■ **Aim of the exercise**
What is needed here is every entry, retyped exactly.

Segment Start: Supplied material

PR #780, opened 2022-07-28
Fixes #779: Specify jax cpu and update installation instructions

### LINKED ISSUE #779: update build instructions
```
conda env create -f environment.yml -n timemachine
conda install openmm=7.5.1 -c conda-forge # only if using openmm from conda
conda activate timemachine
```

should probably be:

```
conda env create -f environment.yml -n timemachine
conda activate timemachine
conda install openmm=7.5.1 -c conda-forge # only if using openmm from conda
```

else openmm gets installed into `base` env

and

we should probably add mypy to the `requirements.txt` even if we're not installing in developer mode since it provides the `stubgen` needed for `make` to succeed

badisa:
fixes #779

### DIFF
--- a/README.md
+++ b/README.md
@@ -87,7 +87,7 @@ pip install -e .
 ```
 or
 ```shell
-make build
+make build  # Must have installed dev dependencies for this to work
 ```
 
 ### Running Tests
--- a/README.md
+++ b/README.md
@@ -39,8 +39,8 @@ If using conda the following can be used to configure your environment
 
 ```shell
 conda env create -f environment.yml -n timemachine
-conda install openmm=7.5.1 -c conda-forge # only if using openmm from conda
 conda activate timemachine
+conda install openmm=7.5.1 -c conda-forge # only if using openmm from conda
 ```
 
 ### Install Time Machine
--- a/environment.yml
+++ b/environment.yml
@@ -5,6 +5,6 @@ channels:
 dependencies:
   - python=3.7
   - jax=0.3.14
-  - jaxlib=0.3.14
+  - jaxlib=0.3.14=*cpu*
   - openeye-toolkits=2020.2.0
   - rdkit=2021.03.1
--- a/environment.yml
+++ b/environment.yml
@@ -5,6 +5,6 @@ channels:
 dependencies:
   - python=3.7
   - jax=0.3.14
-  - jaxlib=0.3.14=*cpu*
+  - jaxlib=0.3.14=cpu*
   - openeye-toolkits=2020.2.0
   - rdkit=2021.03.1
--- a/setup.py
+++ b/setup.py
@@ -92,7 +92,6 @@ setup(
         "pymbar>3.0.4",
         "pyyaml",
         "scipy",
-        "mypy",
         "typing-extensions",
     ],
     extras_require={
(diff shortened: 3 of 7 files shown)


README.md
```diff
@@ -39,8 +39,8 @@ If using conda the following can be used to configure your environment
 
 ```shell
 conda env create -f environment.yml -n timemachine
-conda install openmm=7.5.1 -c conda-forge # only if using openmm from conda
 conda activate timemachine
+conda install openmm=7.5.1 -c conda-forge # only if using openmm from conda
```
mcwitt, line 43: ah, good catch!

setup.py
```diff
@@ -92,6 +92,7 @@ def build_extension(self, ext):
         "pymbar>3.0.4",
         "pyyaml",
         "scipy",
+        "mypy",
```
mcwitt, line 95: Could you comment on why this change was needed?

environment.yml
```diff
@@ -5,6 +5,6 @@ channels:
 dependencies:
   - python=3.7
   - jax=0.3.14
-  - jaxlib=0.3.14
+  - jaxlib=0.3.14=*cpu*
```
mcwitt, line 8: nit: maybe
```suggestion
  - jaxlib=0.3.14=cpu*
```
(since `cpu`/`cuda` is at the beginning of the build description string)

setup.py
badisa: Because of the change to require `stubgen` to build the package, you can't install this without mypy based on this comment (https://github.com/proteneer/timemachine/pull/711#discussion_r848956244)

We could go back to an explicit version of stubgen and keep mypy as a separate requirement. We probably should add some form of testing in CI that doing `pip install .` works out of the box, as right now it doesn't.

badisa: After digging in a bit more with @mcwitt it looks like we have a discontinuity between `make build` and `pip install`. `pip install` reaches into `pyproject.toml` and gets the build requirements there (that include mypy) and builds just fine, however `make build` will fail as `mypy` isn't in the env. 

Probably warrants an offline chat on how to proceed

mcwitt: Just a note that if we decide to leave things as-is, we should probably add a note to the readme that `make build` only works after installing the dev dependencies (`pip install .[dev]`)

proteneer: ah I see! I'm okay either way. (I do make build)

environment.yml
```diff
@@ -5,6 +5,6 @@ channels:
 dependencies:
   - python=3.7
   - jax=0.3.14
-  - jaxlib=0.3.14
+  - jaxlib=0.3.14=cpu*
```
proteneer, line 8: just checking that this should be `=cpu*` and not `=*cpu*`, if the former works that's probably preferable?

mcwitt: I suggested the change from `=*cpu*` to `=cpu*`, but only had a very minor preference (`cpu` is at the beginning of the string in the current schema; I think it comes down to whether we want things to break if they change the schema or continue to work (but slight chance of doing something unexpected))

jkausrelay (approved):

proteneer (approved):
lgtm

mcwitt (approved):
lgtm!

Segment End: Supplied material

■ **Exercise output**
PR #780, opened 2022-07-28
Fixes #779: Specify jax cpu and update installation instructions

### LINKED ISSUE #779: update build instructions
```
conda env create -f environment.yml -n timemachine
conda install openmm=7.5.1 -c conda-forge # only if using openmm from conda
conda activate timemachine
```

should probably be:

```
conda env create -f environment.yml -n timemachine
conda activate timemachine
conda install openmm=7.5.1 -c conda-forge # only if using openmm from conda
```

else openmm gets installed into `base` env

and

we should probably add mypy to the `requirements.txt` even if we're not installing in developer mode since it provides the `stubgen` needed for `make` to succeed

badisa:
fixes #779

### DIFF
--- a/README.md
+++ b/README.md
@@ -87,7 +87,7 @@ pip install -e .
 ```
 or
 ```shell
-make build
+make build  # Must have installed dev dependencies for this to work
 ```
 
 ### Running Tests
--- a/README.md
+++ b/README.md
@@ -39,8 +39,8 @@ If using conda the following can be used to configure your environment
 
 ```shell
 conda env create -f environment.yml -n timemachine
-conda install openmm=7.5.1 -c conda-forge # only if using openmm from conda
 conda activate timemachine
+conda install openmm=7.5.1 -c conda-forge # only if using openmm from conda
 ```
 
 ### Install Time Machine
--- a/environment.yml
+++ b/environment.yml
@@ -5,6 +5,6 @@ channels:
 dependencies:
   - python=3.7
   - jax=0.3.14
-  - jaxlib=0.3.14
+  - jaxlib=0.3.14=*cpu*
   - openeye-toolkits=2020.2.0
   - rdkit=2021.03.1
--- a/environment.yml
+++ b/environment.yml
@@ -5,6 +5,6 @@ channels:
 dependencies:
   - python=3.7
   - jax=0.3.14
-  - jaxlib=0.3.14=*cpu*
+  - jaxlib=0.3.14=cpu*
   - openeye-toolkits=2020.2.0
   - rdkit=2021.03.1
--- a/setup.py
+++ b/setup.py
@@ -92,7 +92,6 @@ setup(
         "pymbar>3.0.4",
         "pyyaml",
         "scipy",
-        "mypy",
         "typing-extensions",
     ],
     extras_require={
(diff shortened: 3 of 7 files shown)


README.md
```diff
@@ -39,8 +39,8 @@ If using conda the following can be used to configure your environment
 
 ```shell
 conda env create -f environment.yml -n timemachine
-conda install openmm=7.5.1 -c conda-forge # only if using openmm from conda
 conda activate timemachine
+conda install openmm=7.5.1 -c conda-forge # only if using openmm from conda
```
mcwitt, line 43: ah, good catch!

setup.py
```diff
@@ -92,6 +92,7 @@ def build_extension(self, ext):
         "pymbar>3.0.4",
         "pyyaml",
         "scipy",
+        "mypy",
```
mcwitt, line 95: Could you comment on why this change was needed?

environment.yml
```diff
@@ -5,6 +5,6 @@ channels:
 dependencies:
   - python=3.7
   - jax=0.3.14
-  - jaxlib=0.3.14
+  - jaxlib=0.3.14=*cpu*
```
mcwitt, line 8: nit: maybe
```suggestion
  - jaxlib=0.3.14=cpu*
```
(since `cpu`/`cuda` is at the beginning of the build description string)

setup.py
badisa: Because of the change to require `stubgen` to build the package, you can't install this without mypy based on this comment (https://github.com/proteneer/timemachine/pull/711#discussion_r848956244)

We could go back to an explicit version of stubgen and keep mypy as a separate requirement. We probably should add some form of testing in CI that doing `pip install .` works out of the box, as right now it doesn't.

badisa: After digging in a bit more with @mcwitt it looks like we have a discontinuity between `make build` and `pip install`. `pip install` reaches into `pyproject.toml` and gets the build requirements there (that include mypy) and builds just fine, however `make build` will fail as `mypy` isn't in the env. 

Probably warrants an offline chat on how to proceed

mcwitt: Just a note that if we decide to leave things as-is, we should probably add a note to the readme that `make build` only works after installing the dev dependencies (`pip install .[dev]`)

proteneer: ah I see! I'm okay either way. (I do make build)

environment.yml
```diff
@@ -5,6 +5,6 @@ channels:
 dependencies:
   - python=3.7
   - jax=0.3.14
-  - jaxlib=0.3.14
+  - jaxlib=0.3.14=cpu*
```
proteneer, line 8: just checking that this should be `=cpu*` and not `=*cpu*`, if the former works that's probably preferable?

mcwitt: I suggested the change from `=*cpu*` to `=cpu*`, but only had a very minor preference (`cpu` is at the beginning of the string in the current schema; I think it comes down to whether we want things to break if they change the schema or continue to work (but slight chance of doing something unexpected))

jkausrelay (approved):

proteneer (approved):
lgtm

mcwitt (approved):
lgtm!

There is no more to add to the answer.